Abstract of Paper to be Presented at Accio 2005

How statistics and computer-based visualisations contribute to our understanding of Harry Potter

Dr Tim Regan

In this paper I will show how statistics and computer based visualizations may be used to aid our understanding of the Harry Potter novels.

These can help us with two aspects of our exploration of the Harry Potter series:

  1. Providing evidence for or against existing theories, and
  2. Predicting events and character developments of the final two books.

As good novels, and more importantly as an unfinished series of good novels, the Harry Potter series give ample scope for theorising about the true motives of the characters and the fates that J.K. Rowling has in store for them. The best of this theorising and speculation is based on repeated and detailed readings of the novels and the surrounding pronouncements of JKR and other readers. But careful reading is not the only way to glean and analyse the content locked in the text of a book.

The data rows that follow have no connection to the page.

PR #1102, opened 2015-09-02
Extend mail queue lifetime to 14 days

ageis:
Default `maximal_queue_lifetime` is 5 days. The idea here is if SMTP breaks for any reason longer than 5 days and shorter than 2 weeks (ex. change of certificate or fingerprint or credentials, or mail server outage) OSSEC alerts that may contain important info can still get delivered to the admin instead of purged from the deferred queue. Such alerts will still be in OSSEC's alerts.log of course but since that hardly ever gets checked I think we should widen the window for admins to receive them via e-mail and allow for the possibility that SMTP functionality could break for a period longer than 5 days. Open for discussion.

### DIFF
--- a/install_files/ansible-base/roles/ossec_server/templates/main.cf
+++ b/install_files/ansible-base/roles/ossec_server/templates/main.cf
@@ -57,3 +57,4 @@ mydestination = $myhostname, localhost.localdomain , localhost
 mynetworks = 127.0.0.0/8 [::ffff:127.0.0.0]/104 [::1]/128
 mailbox_size_limit = 0
 recipient_delimiter = +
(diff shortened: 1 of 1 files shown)


garrettr:
Ideally we'd never been in a situation where SMTP would go down like that, and this will probably become a moot point eventually as we transition away from OSSEC in future releases. For now, this is a fine change to make for a little extra assurance.

garrettr:
Note: this went into develop, not release/0.3.5. I'm not merging it into 0.3.5 because we're fixing the SMTP fingerprint problem in that release, and this change (while minor, and likely not to cause problems) has not been adequately tested for a release.

Issue #1072, opened 2015-07-18
Update firewall docs


conorsch:
The firewall appliance recommended in `docs/hardware.md` is no longer available. From the [Netgate APU2 page](http://store.netgate.com/NetgateAPU2.aspx):

> The APU2 system is no longer available.
The APU1D board and kit are available by special order only. Please email for availability. 

It's ambiguous whether the [APU4 unit](http://store.netgate.com/APU4.aspx) will become available again:

>OUT OF STOCK.
The APU4 equivalent is the VK-T40E directly available from the pfSense microsite.

Then, on the [VK-T40E page](http://store.pfsense.org/VK-T40E/):

>The VK-T40E has been replaced. Please select one of these fanless replacement options:
SG-2220: Replacement for the VK-T40E with dual core Intel C2338 CPU, 2 GB RAM, 2 Intel GbE Ports.
SG-2440: Upgrade with dual core Intel C2358 CPU, 4 GB RAM, 4 Intel GbE Ports.

The [SG-2220](http://store.pfsense.org/SG2220/) only has two ports, WAN and LAN, so that's out.  The [SG-2440](http://store.pfsense.org/SG2440/), however, has four ports (WAN, LAN, OPT1, and OPT2) which could accommodate the Admin Workstation and remove the need for a switch. It's $500, rather than ~$300 for the APUs.

We should select a new recommended unit and update the docs.

Thanks to @Taipo for pointing this out (in the comments in #732).

garrettr:
We got an SG-2440 delivered today and will be testing it (and updating the docs) this week.

conorsch:
Waiting for release candidate for 0.3.5, will run through test install with new hardware then.

conorsch:
The pfSense Guide URL in the docs is broken: http://data.sfb.bg.ac.rs/sftp/bojan.radic/Knjige/Guide_pfsense.pdf Consider linking to pfSense project wiki instead: https://doc.pfsense.org/index.php/Main_Page

garrettr:
@conorsch That's unfortunate, the linked guide was really excellent. I'm pretty sure it was a copy of "pfSense: The Definitive Guide", which, according to the pfSense project wiki, is meant to be only available to Gold Subscribers. Which is unfortunate, as I found it to be much better than any of the online resources, especially for pfSense newbies.

Some options for resolving that particular issue are:

1. Encourage SecureDrop users to become pfSense Gold subscribers if they want to get access to that doc.
[...]

PR #1104, opened 2015-09-04
update firewall docs for SG-2440

harlo:
updating firewall doc for the new pfsense box, as per https://github.com/freedomofpress/securedrop/issues/1072.  NB: line 195 references a firewall rule template (at `install_files/network_firewall/rules`) which I suppose should be modified to fit this new configuration as well.


garrettr:
@harlo These docs looks good! I will test them with a fresh install later today.

garrettr:
@harlo The firewall rules for DNS need to support `TCP/UDP` for the protocol, since [DNS may use TCP][1] is either the request or response is larger than the size of a single packet.

[1]: http://www.networkworld.com/article/2231682/cisco-subnet/cisco-subnet-allow-both-tcp-and-udp-port-53-to-your-dns-servers.html

conorsch:
@harlo New screenshots look great! We're now correctly recommending `TCP/UDP` for DNS traffic. Looks ready for merge now, @garrettr.

garrettr:
Great, I'm going to run through an install today using these updated docs as a final check, will then merge.

harlo:
closing in favor of #1106

PR #1105, opened 2015-09-08
Confirmation prompts

### LINKED ISSUE #560: Require confirmation for sources deleting replies
As a source, I expect the “Delete” button to require a confirmation prompt, because SOP on online sites is that any destructive action should require a confirmation prompt.

This is difficult for us because of our "no javascript on the source interface" policy. We may be able to do it with CSS.

taravancil:
This adds a confirmation prompt to deleting replies in the source interface and changing a codename in the journalist interface.

Fixes #560

### DIFF
--- a/securedrop/journalist_templates/col.html
+++ b/securedrop/journalist_templates/col.html
@@ -10,7 +10,11 @@
       <a href="/">All Sources</a>
       <i class="fa fa-chevron-right"></i>
       <strong>{{ source.journalist_designation }}</strong>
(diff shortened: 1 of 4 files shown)


garrettr:
@taravancil First of all, sorry for the delay in reviewing this. I was feeling under the weather all week and let these PR's get backed.

Second of all, this is a *fantastic* PR! I just tested it on my development VM and could find nothing wrong with it. I love that it's CSS-only, because that's a requirement on the Source Interface. It's cool that you made it CSS-only on the Document Interface too! The styling fits in nicely with the current UI.

I did some preliminary QA stuff:

* testing deletion with multiple replies on the source interface
* testing refreshes at various times mid-way through the prompt process

...and encountered no issues. This is good to merge!

P.S. today's my birthday and this might be the best gift I've received so far! Thanks :birthday: :grinning:

taravancil:
I'm glad you like it! I felt it made sense to stick with the CSS-only prompt since it's only a few lines of CSS and it works like a charm.

I hope you're feeling better and that you have a great birthday! :tada:

Issue #1106, opened 2015-09-11
separate sections in firewall docs for OPT1+OPT2 and OPT1 only configs


harlo:
so admins can follow along according to the hardware they have...

conorsch:
Resolved by #1113.

PR #1108, opened 2015-09-14
3- and 4-NIC instructions

harlo:
including configuration options for 3- and 4-NIC configurations where applicable, as per https://github.com/freedomofpress/securedrop/issues/1106


conorsch:
Huge improvement! In the future, hopefully we can standardize on the 4-port model. For now, though, plenty of folks have the 3-port already, and only the 4-port is available for purchase, so providing instructions for both is the way to go.

Already targeting `release/0.3.5`, too. lgtm! :+1:

garrettr:
Only thing you're going to want to do here is re-build the table of contents to take into account all the new headers you added. Managing the TOC should be handled automatically once we move to a more sophisticated system for our docs, but for now I've been using [doctoc](https://github.com/thlorenz/doctoc) (you can use the [web service](https://doctoc.herokuapp.com/) if you don't want to install it via `npm`).

garrettr:
Since the firewall rules have changed, we also need to update the iptables definitions of those rules in `install_files/network_firewall/rules`. These rules are not used directly (since the firewall is pfSense, not iptables, and is configured manually, not automatically), but they are intended to be a well-defined version of the network firewall rules.

I have a feeling that most people probably don't bother to read this file, and instead are just using the screenshots of the pfSense WebGUI included in this document.

@harlo What do you think? Should we update the `rules` file, or delete it and just have the screenshots be the canonical definition of the network firewall rules?

harlo:
I actually flagged this here: https://github.com/freedomofpress/securedrop/pull/1104.  Final decision up to you, though!  (what do you think, @conorsch?)

garrettr:
Another note: my understanding was that NTP is unusual in that it runs on port 123 on *both* the client and the server. However, I'm tailing the network firewall logs during the initial install of Ubuntu on the application server and seeing a lot of denies for UDP packets from random ports on the application server sent to 123 on an Ubuntu NTP server.

I will update the screenshots to reflect the fact that NTP should be allowed to originate from any port.

garrettr:
Updated the screenshots to fix the NTP rules on my branch.

conorsch:
Great catch on the NTP protocols, @garrettr! Regarding the `rules` file, I say we update it—assuming we can trivially export it from the pfSense GUI. I'm also skeptical about the practical utility of that file, but it serves as strong documentation for technical admins, it's greppable unlike the images, and updating it also leaves the door open to virtualizing the firewall down the line for testing and development.

garrettr:
@conorsch The problem with the `rules` file is that it's *not* exportable from pfSense (pfsense != iptables). It was a solution that James came up with a while back to describe the firewall rules in a well-specified way back when people were trying to use a variety of firewalls with SecureDrop (e.g., we'd do an installation where they wanted to use the Cisco firewall they already had lying around rather than buy a pfSense appliance). It was completely created and is totally updated by hand, and cannot be used directly by any network firewall appliance that I know of (iptables is usually used for host firewalls, not for network firewalls).

conorsch:
Drat. Let's remove it, then. It's out of date, and inaccurate docs are worse than no docs. We can revisit down the road if have virtualization of the firewall, since then we can trivially dump a list of the rules.

garrettr:
Given that we've pretty much standardized on pfSense at this point, I'm in favor of getting rid of the rules file and using the screenshots for now. Alternatively, I might be able to export something usable from the pfSense WebGUI to *replace* the firewall rules. I think it exports some XML thing.

Eventually, of course, we'll figure out how to automate this with Ansible and all of this will be a thing of the past :smile:

conorsch:
Superseded by #1113.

Alongside statistics, computers can be used to provide abstract interactive visualizations of text. While a human reader is very good at gleaning the rhythm or poetic structure of a text, and the various plots and sub-plots, there are other structures or patterns present in written works of fiction, like the distribution of certain word clusters, which we may overlook. A computerised rendering of the text may help us to see these more abstract patterns.

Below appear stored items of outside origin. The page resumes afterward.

PR #1111, opened 2015-09-15
Make delete confirmation unclickable when hidden

### LINKED ISSUE #1110: Delete confirmation can be triggered accidentally
The new confirmations in #1105 work by adding hidden links that have their `display:` property toggled via CSS pseudo-selectors. However, even when they are hidden they are still clickable. For example, on the source's `/lookup` page:

hidden delete button for replies

As you can see, when you mouse over the area where the delete button is "hidden" (not yet activated by clicking the visible "Delete" button with the trashcan icon), the cursor turns into a pointer, indicating a clickable element. Clicking in this apparently empty space causes the reply to be deleted.

All of the confirmation buttons in #1105 should not be clickable unless they are visible. This is probably achievable in all of the browsers we care about via CSS' [pointer-events](http://stackoverflow.com/a/10276157/1093000).

taravancil:
Fixes #1110

### DIFF
--- a/securedrop/static/css/journalist.css
+++ b/securedrop/static/css/journalist.css
@@ -220,11 +220,11 @@ button.small, a.btn.small, .btn.small {
 }
 
 .confirm-prompt {
-  display: none;
+  visibility: hidden;
 }
 
 .confirm-prompt:target {
-  display: block;
+  visibility: visible;
 }
 
 p.serious {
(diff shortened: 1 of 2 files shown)


garrettr:
How about instead of using opacity and z-index, we just use `visibility: hidden` and `visibility: visible`? I just tested it and it works (and does not allow clicks when the element is hidden). That seems simpler and less hacky.

taravancil:
Yeah, that is simpler. I'll make both of the confirmation prompts use the `visibility` property for the sake of consistency.

garrettr:
@taravancil :+1: for consistency

garrettr:
Squashed and merged in 0e05fd50fcc4c3aaa9f9bd9605c6366e8c7a2c85.

PR #1113, opened 2015-09-17
Update Network Firewall docs

garrettr:
Updated Network firewall docs, fully tested with a 0.3.5 release candidate on hardware.

This incorporates @harlo's commits from #1108, which documents *both* the old 3-NIC configuration (based on the Netgate APU 2) and the new 4-NIC configuration (based on the SG-2440). In addition, it:

* Clarifies a lot of wording based on doing a test install and following these docs word for word
* Removes references to the pfSense Guide because the link to the PDF broke
* Provides recommendations and documents the process for keeping pfSense up to date
* Recommends adding DNS servers to the Manual networking configuration on the Admin Workstation to avoid problems with launching the Unsafe Browser in subsequent sessions.
* Fixes the NTP firewall rules, which were incorrectly restricting the source port to 123


conorsch:
Excellent rewrite. Axing the outdated iptables example for a redacted XML dump of the pfSense config is a big improvement. I'm reminded that our Ansible playbooks don't currently support configuration of secondary DNS servers—I'll open an issue.

PR #1130, opened 2015-09-24
Update spectests for 0.3.5

conorsch:
Brings the serverspec tests up to par with the current state of `develop`, now that `0.3.5` has shipped.

The changes are mostly cosmetic, but c5c468f points out a problem with upgrading to the newest version of Vagrant in Snap CI—there's a dependency conflict with versions of `bundler`. The long-term solution is to strictly enforce the version of `bundler` in Snap CI, but for now, sticking with Vagrant v1.7.2 in Snap.

Note that #1099 recommends updating the version recommendation for devs to Vagrant v1.7.4. The issue described in c5c468f is **not** a blocker to merging #1099, since the Serverspec docs recommend installing bundler via `apt-get`, which installs a matching version that Vagrant is happy with.

In a separate PR I'll work on resolving the bundler version mismatch in Snap.

### DIFF
--- a/snap_ci/pinned.sh
+++ b/snap_ci/pinned.sh
@@ -23,7 +23,7 @@ vagrant_version="${vagrant_version:-1.7.2}"
 vagrant_rpm="vagrant_${vagrant_version}_x86_64.rpm"
 vagrant_url="https://dl.bintray.com/mitchellh/vagrant/${vagrant_rpm}"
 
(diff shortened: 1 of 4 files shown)


garrettr:
@conorsch lgtm, is this ready to merge?

conorsch:
These changes landed as part of #1196, due to a rebase. Closing.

Numerical or statistical analysis of text has a long history, starting with the use of checksums by early religious scribes, and progressing through the analysis of authorship; for example, from looking at Shakespeare's plays, up to current work using forensic stylistics to attribute leaked governmental secrets. Recently, information retrieval has been revolutionised by computing so that huge corpuses of texts can be reliably indexed, searched, and even to a certain extent summarised. These statistical methods include measures of style such as word counting, recording the length of sentences, or counting new words in each sentence.

So how can we apply these techniques to J.K. Rowling's Harry Potter novels? We can compare the frequencies and distributions of uncommon words around each character and event. This provides insight into the conscious and unconscious J.K. Rowling as she writes. For example, though the increased occurrence of the noun "beetle" through Harry Potter and the Goblet of Fire is missed on first reading, until Hermione uncovers Rita Skeeter's disguise, a statistical analysis would not be diverted by such obfuscation. Though providing evidence for or against existing theories is valuable, predicting the outcome of the series would be far more exciting. We know that J.K. Rowling has plotted all seven books, and that some events in the existing five books are clues while others are red-herrings. Can we use statistics and visualizations to tease these apart? I hope that my talk will show people how we can.